A Better Way to Clean Neuroscience Data
By Stacy Kish
New technologies are helping scientific disciplines gather large volumes of data, but sifting through and cleaning this data is laborious. Neuroimaging is not immune to this modern research complication.
Functional Magnetic Resonance Imaging (fMRI) produces high-resolution brain images for neuroscience research. Several hours of scans can result in thousands of distinct images. The data can also be very noisy.
A multi-institutional team of researchers developed GLMsingle, a scalable, user-friendly toolbox to clean and reduce the data variability. The toolbox works in MATLAB and Python. GLMsingle requires only two inputs — fMRI time-series data and a design matrix. The work is published in the online journal eLife.
“As the fields of cognitive neuroscience and artificial intelligence have converged in recent years, task fMRI datasets have grown rapidly in size and scope,” said project contributor Michael Tarr, the Kavčić-Moura Professor of Cognitive and Brain Science at Carnegie Mellon University. He also is head of the Department of Psychology and a member of the Neuroscience Institute. “The hope is that bigger datasets will unlock a new array of data-driven discoveries, and GLMsingle could impact the quality and sensitivity of hundreds of existing and future datasets.”

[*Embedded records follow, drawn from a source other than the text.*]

PR #10938, opened 2024-10-18
adding description info to the fileDsc seciton in DDI CodeBook. #5051

### LINKED ISSUE #5051: File description metadata of ingested files are not in the DDI exported metadata
I've seen this omission/bug since at least Dataverse version 4.9 and verified it in Dataverse version 6.1:

In the exported metadata of datasets with ingested files, for files that Dataverse ingests, the file description text (which depositors enter for uploaded files) are not in the exported DDI.xml. For example, for the dataset at https://doi.org/10.7910/DVN/1ZPAKL, the ingested file's file description, "Data from vignette survey experiment conducted in Denmark in June 2023", is not in [the exported DDI](https://dataverse.harvard.edu/api/datasets/export?exporter=ddi&persistentId=doi:10.7910/DVN/1ZPAKL).

I think next steps would be to figure out if:
- this is a bug, so the file descriptions of ingested files should be in the DDI, or
- this is just an omission, and we have to figure out where in the DDI xml the file description should be

landreev:

(the PR is a draft for now)

Apparently, users have been asking for this since 2018 - for tabular files that have the Description field populated, this label was never exported in the DDI (non-ingested files always had their descriptions exported, in the corresponding `<otherMat>` sections). 
There is no obvious field under `<fileDscr>` in the DDI Codebook schema for it - probably the reason we chose not to export it back in the day (?) - but putting it into another dedicated free text `<note>` field seems like a reasonable solution. 

- Closes #5051

**Additional documentation**:


src/main/java/propertyFiles/Bundle.properties
```diff
@@ -1934,7 +1934,7 @@ file.downloadBtn.format.all=All File Formats + Information
 file.downloadBtn.format.tab=Tab-Delimited
 file.downloadBtn.format.original={0} (Original File Format)
 file.downloadBtn.format.rdata=RData
-file.downloadBtn.format.var=Variable Metadata
+file.downloadBtn.format.var=DDI Codebook v2
 file.downloadBtn.format.citation=Data File Citation
 file.download.filetype.unknown=Original File Format
 file.more.information.link=Link to more file information for
```
pdurbin, line 1940: I'm putting this here at the end... code coverage is ever so slightly down. At our last monthly meeting we talked about trying to move it up. Maybe we should add tests.

src/main/java/propertyFiles/Bundle.properties
```diff
@@ -1934,7 +1934,7 @@ file.downloadBtn.format.all=All File Formats + Information
 file.downloadBtn.format.tab=Tab-Delimited
 file.downloadBtn.format.original={0} (Original File Format)
 file.downloadBtn.format.rdata=RData
-file.downloadBtn.format.var=Variable Metadata
+file.downloadBtn.format.var=DDI Codebook v2
```
pdurbin, line 1937: I'm happy to see this cleanup, this renaming to "DDI Codebook v2". Can we mention it in a release note (along with the feature in general)?

pdurbin (commented):
Overall, looks fine. I'm trusting that "notes" is the right place to put the file descriptions. I did leave a couple other comments.

src/main/java/propertyFiles/Bundle.properties
landreev: I started adding something to the DDI export test; but then stopped myself, seeing how the issue was a "3", and I was also told to focus on something urgent-ish r/n.

src/main/java/propertyFiles/Bundle.properties
landreev: > I'm happy to see this cleanup, this renaming to "DDI Codebook v2". Can we mention it in a release note (along with the feature in general)?

I'm generally very pro-documentation, and usually an eager writer of release notes... But this feels like a case where I'm inclined to push back. There is no "feature" really - this would honestly be like adding a release note on having fixed a typo in the guide.  This PR is addressing a minor inconsistency, something we potentially know about a file that we weren't exporting; but it's worth noting that nobody has ever asked for it - it was just something that Julian noticed (6 years ago, lol). Same for editing the UI labels - I just clarified that the DDI format we produce is in fact DDI version such and such. Doesn't seem like release note material - ?

It also feels like it I went over the initially allocated "size 3" just writing this paragraph. :)

pdurbin: Fair enough. It'll be a nice surprise for people who are really paying attention. 😄

src/main/java/propertyFiles/Bundle.properties
pdurbin: Ok. Just doing my due diligence. Resolving. 😄

stevenwinship (approved):

ofahimIQSS:
Hey @landreev, on trying to test this I had an observation. 

When I upload a CSV file, I am able to see the correct DDI output (see below):
image

When I tested uploading a Stata file, I noticed that the description appears under <fileDscr>
image

Here is the Stata Test File (I compressed it so I could add it here, please unzip it first): 
[ATHLET2.DTA.zip](https://github.com/user-attachments/files/17624033/ATHLET2.DTA.zip)

landreev:
@ofahimIQSS 
Sorry for the delay, I pretty much forgot about this PR. 
The fact that the 2 files are differently formatted in the DDI output is simply because only the Stata file did get successfully ingested as a tabular file. I.e., Dataverse was able to successfully parse the file and extract the extra metadata from it that describes the individual variable columns and calculate summary statistics (see the guides for more information about ingest). The `<fileDscr>` section in the DDI is only used for files that we were able to successfully ingest. 

We cannot guarantee to be able to successfully ingest any file in a _potentially_ "ingestable" file format. This is especially true with CSV. We are going to try to parse and ingest any CSV file uploaded by the user (as long as it is below the ingestable size limit, if defined), but it may or may not succeed. Some of the more common reasons why we may fail to ingest a CSV file: ingest will stop if the first line is not a comma-separated list of what looks like the names of the individual variables;  ingest will fail unless every row contains the same number of comma-separated fields. 

The `<fileDscr>` entry for the ingested Stata file in the screenshot looks correct. (the whole point of the small change in this PR was to add an extra `<notes>` field with the file description). 
There are 2 `<notes>` entries because they are used for 2 different things - one for the UNF (the data signature we calculate for tab. files), the other one is the new note for the file description. `<notes>` is a field in the DDI that can be used for any arbitrary text. We use it to encode any information for which we do not have a specifically reserved, dedicated field in the DDI.

ofahimIQSS:
Thanks for the clarification @landreev - Merging PR
[Testing of 10938.docx](https://github.com/user-attachments/files/17737947/Testing.of.10938.docx)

According to the researchers, GLMsingle ‘learns’ how to differentiate the data signal from the noise and automatically adjusts its strategy to match the unique attributes of the dataset. Researchers can then analyze the clean fMRI data to produce more robust and replicable results.
To test the new tool package, the team applied it to the Natural Scenes Dataset, a large-scale fMRI dataset, and BOLD5000, a human fMRI study that includes almost 5,000 distinct images depicting real-world scenes. They found GLMsingle offered improved visual information data by disentangling neural responses to neighboring trial data, improving between-subject representational similarity, and enabling fine-grained image-level pattern decoding. These improvements led to more accurate analyses to advance neuroscience research.
“Subjects in fMRI studies [perform tasks and] have their brain activity measured while seeing, hearing, doing or thinking specific things,” said Jacob S. Prince, a Ph.D. student at Harvard University and former member of the Tarr lab. Prince is first author on the paper. “The GLMsingle toolbox was designed with these task fMRI datasets in mind, which are basically the ‘bread and butter’ of cognitive neuroimaging.”
GLMsingle was designed for general applications and may be applied to nearly any fMRI experiments that use discrete events. The program is a publicly available tool that may improve the quality of past, present and future neuroimaging datasets that sample brain activity across many experimental conditions.
Tarr and Prince were joined by Ian Charest at the University of Montreal, Jan Kurzawski at New York University, John Pyles at the University of Washington and Kendrick Kay at the University of Minnesota on the project titled, “Improving the accuracy of single-trial fMRI response estimates using GLMsingle.” This work received support from the National Science Foundation.